Yabat tahar krodh na hoy prachur” [CB Adi 15.22-23]

Not only Sylheti, Mahaprabhu enjoyed mimicking other Bengali dialects. People of East Bengal/Bongodesh (Current Bangladesh) used to make a tremendous endeavor to collect funds and arrange to go to Nabadwip to study under the great scholar Nimai Pandit [CB Adi 14.72]. When Mahaprabhu Himself visited East Bengal, people were extremely joyous and thousands of interested students approached Him from various parts of Bengal. Mahaprabhu accepted and taught them all. When Mahaprabhu returned to Mayapur after His long absence, all His friends and relatives came forward to greet Him. They sat around Him as He joked and laughed about the people of East Bengal. He mimicked their way of speaking and had a good laugh with the visitors.

Sabar sahit prabhu hasya-katha-ronge

Kahilen jemata achila Bonge ronge.

Bongodeshi-bakya anukaran kariya

Bangalere kadarthen hasiya hasiya.” [CB Adi 14.166-167]

In fact, He was enjoying this way so exuberantly that no one wanted to break the news of His wife, Vishnu Priya’s death and make Him sad.

In this way, Mahaprabhu enjoyed hasya rasa with the residents of Nabadwip. Even though He used to joke around with everyone, He never made jokes or laughed in the company of women.

Ei mata chapalya koren saba’-sane

Sabe stri-matro na dekhen dristi-kone.” [CB Adi 15.28]

What to speak of joking, if He ever came across a woman, He maintained respectful distance by giving her the right of way.

Sabe para-strir prati nahi parihash

Stri dekhi’ dure prabhu hayen ek pash” [CB Adi 15.17]

Though He was very reserved with other women, He used to make hilarious comments when He was around His mother and wife. There is a very sweet pastime of Mahaprabhu joking with Vishnupriya in front of His mother mentioned in Sri Chaitanya Bhagavata. This incident happened after Mahaprabhu already started His Sankirtan Pastime in Nabadwip in the association of Nityananda Prabhu.

Lord Nityananda spent His time roaming about Nabadwip and acting like a child. He would often run to Lord Chaitanya’s house where Mother Saci showered Him with affection. Absorbed in the mood of a young boy, Lord Nityananda would try to catch mother Saci’s feet and she always tried to escape from Him.
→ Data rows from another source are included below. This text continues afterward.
PR #326, opened 2023-12-29
Add RequestID to generate unique Identifier for each request

adam-fowler:
Previously this was just an incrementing `Int`, but it was pointed out that ids across instances of an Hummingbird app would clash as they all started at zero. This is now two integers one identifying the instance and the other an incrementing `UInt64` started at a random point in its range. This has all been encapsulated in a `RequestID` type.

### DIFF
--- a/Sources/Hummingbird/Server/RequestID.swift
+++ b/Sources/Hummingbird/Server/RequestID.swift
@@ -17,15 +17,13 @@ import Atomics
 /// Generate Unique ID for each request
 struct RequestID: CustomStringConvertible {
     let low: UInt64
-    let high: UInt64
 
     init() {
         self.low = Self.globalRequestID.loadThenWrappingIncrement(by: 1, ordering: .relaxed)
-        self.high = Self.instanceIdentifier
     }
 
     var description: String {
-        String(self.high, radix: 16) + self.formatAsHexWithLeadingZeros(self.low)
+        String(Self.high, radix: 16) + self.formatAsHexWithLeadingZeros(self.low)
     }
 
     func formatAsHexWithLeadingZeros(_ value: UInt64) -> String {
@@ -37,6 +35,6 @@ struct RequestID: CustomStringConvertible {
         }
     }
 
-    private static let instanceIdentifier = UInt64.random(in: .min ... .max)
+    private static let high = UInt64.random(in: .min ... .max)
     private static let globalRequestID = ManagedAtomic<UInt64>(UInt64.random(in: .min ... .max))
 }
--- a/Sources/Hummingbird/Server/RequestID.swift
+++ b/Sources/Hummingbird/Server/RequestID.swift
@@ -23,7 +23,7 @@ struct RequestID: CustomStringConvertible {
     }
 
     var description: String {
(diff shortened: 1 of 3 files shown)


Joannis (approved):
I agree with this change, at the very least for 2.x. Though I'm wondering to what extend users depend on the nature of this having been an integer

adam-fowler:
> I agree with this change, at the very least for 2.x. Though I'm wondering to what extend users depend on the nature of this having been an integer

This was a request from someone using v1. So I'd prefer to merge into v1.

Hmmm, I don't know about the integer thing, The fact it was an integer is really a side effect of how the id was generated. I can be explicit in the release notes about the id change and how it might affect users who depended on it being an integer that fitted into a Int64.

Sources/Hummingbird/Server/RequestID.swift
```diff
@@ -0,0 +1,40 @@
...
+struct RequestID: CustomStringConvertible {
+    let low: UInt64
+
+    init() {
+        self.low = Self.globalRequestID.loadThenWrappingIncrement(by: 1, ordering: .relaxed)
+    }
+
+    var description: String {
+        String(Self.high, radix: 16) + self.formatAsHexWithLeadingZeros(self.low)
+    }
```
MahdiBM, line 27: * It's certainly cleaner this way, but it still feels unnecessary to transform the integer to a `String` once per `RequestID.description` call, considering `.description` will be common due to the logging statement.
* Doesn't this hex description (partially) defeat the point of having a nice easily-human-readable integer as the request's id? At that point a random UUID could just be the simpler solution although i assume it's somewhat more costly to create.

MahdiBM (commented):
I realize there might be someone somewhere somehow counting on the ID being an Int, but that's quit unlikely as the id is only used in the log statement (unlike Vapor which exposes the request id to the public, for reasons that i think are legitimate but i still don't remember).

Sources/Hummingbird/Server/RequestID.swift
adam-fowler: Good point about transforming `high` repeatedly. 

I'm not using UUID because one it requires Foundation and two it is slower to generate. I reduced it to hex to shorten the id and the first 16 chars end up being a process id. Anyway not sure a 128bit integer is human readable.

adam-fowler:
> I realize there might be someone somewhere somehow counting on the ID being an Int, but that's quit unlikely as the id is only used in the log statement (unlike Vapor which exposes the request id to the public, for reasons that i think are legitimate but i still don't remember).

I think @Joannis requested that. He requested the same of HB and a `String` is returned as an id. If someone is converting that back to an integer I would want to discourage that anyway.

Sources/Hummingbird/Server/RequestID.swift
MahdiBM: Hmm fair enough. I now think it's fine being a hex 🤔 i was thinking someone might rather read/have it as a decimal number, but I can't come up with enough reasons why that should be important. They can always turn the hex back to an integer trivially if it's that important 🤔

One night, mother Saci had a dream which she later narrated to Mahaprabhu in confidence. “Late in the night, I dreamed that You and Nityananda. You were two five-year-old boys, running about playing and fighting. I saw both of You enter the Deity room and brought Krishna and Balarama out of the temple room. The four of You then began to fight with each other, snatching the sweets and food from one another’s hands and mouths and eating it. Thereafter I woke up, but I cannot understand anything about this dream, therefore I am telling You.” [Abridged from CB Madhya 8.28-41]

Hearing of this dream, Mahaprabhu smiled and sweetly told His mother,
“Mother, you saw a very wonderful dream. Please don’t tell this to anyone. The Lords are really present in the Deities of our home. Your dream confirms the fact.
In fact, I have been observing something strange lately. Again and again I saw that after bhoga was offered to the Deities, not even half of the food remained. Embarrassed, I did not tell anyone. I suspected that your daughter-in-law might be secretly eating the bhoga. That suspicion in my heart is now cleared.” [CB Madhya 8.46-49]

Tomar badhure mor sandeho achilo

Aji she amar mone sandeho ghuchilo” [CB Madhya 8.49]

Hearing the conversation from inside the house, Vishnupriya Devi, smiled at her husband’s words.

“Hase Lakhsmi jagat mata swamira bachane” [CB Madhya 8.50]

In this way, Krishna the supreme enjoyer of all rasas, also relished hasya rasa in His Gauranga incarnation various ways – by making fun of the residents of Sri Hatta, mimicking the people of East Bengal, joking with His wife, to mention a few.